▼

PR #2006, opened 2019-10-12
Import and re-export hooks explicitly to allow for Webpack tree shaking

### LINKED ISSUE #1529: Maybe provide tree-shakeable alternative to preact/compat?
I've read the release notes for 10.0.0-alpha.0 (https://github.com/developit/preact/releases/tag/10.0.0-alpha.0) where you say that

> preact/compat […] still has both named and a default export to remain compatible with react

I absolutely get that, but some of the functions in compat can actually be useful on their own! Yesterday, I wanted to use `memo`, but it more than doubled my bundle size because now I was importing all of compat. (I then copied just `memo` into my codebase, but I don't think that's necessarily the best way to go about this. :D)

Do you think there may be value in providing some of the functions on their own? Maybe something like 

```js
import { memo } from 'preact/utils'
```

On first look, these functions could be especially useful on their own:
- Portal
- PureComponent
- memo

davidbailey00:
Addresses #1529 - by eliminating the function call, bundlers can optimize more efficiently. There's still a bundle size increase of ~1.8 KB in projects using `preact/compat` when it exports a default object at all, compared to only named exports, but this PR reduces that amount from ~4.5 KB.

▲

- [What to work on] Please retype the listing above with no line missing.

- [Output below]
PR #2006, opened 2019-10-12
Import and re-export hooks explicitly to allow for Webpack tree shaking

### LINKED ISSUE #1529: Maybe provide tree-shakeable alternative to preact/compat?
I've read the release notes for 10.0.0-alpha.0 (https://github.com/developit/preact/releases/tag/10.0.0-alpha.0) where you say that

> preact/compat […] still has both named and a default export to remain compatible with react

I absolutely get that, but some of the functions in compat can actually be useful on their own! Yesterday, I wanted to use `memo`, but it more than doubled my bundle size because now I was importing all of compat. (I then copied just `memo` into my codebase, but I don't think that's necessarily the best way to go about this. :D)

Do you think there may be value in providing some of the functions on their own? Maybe something like 

```js
import { memo } from 'preact/utils'
```

On first look, these functions could be especially useful on their own:
- Portal
- PureComponent
- memo

davidbailey00:
Addresses #1529 - by eliminating the function call, bundlers can optimize more efficiently. There's still a bundle size increase of ~1.8 KB in projects using `preact/compat` when it exports a default object at all, compared to only named exports, but this PR reduces that amount from ~4.5 KB.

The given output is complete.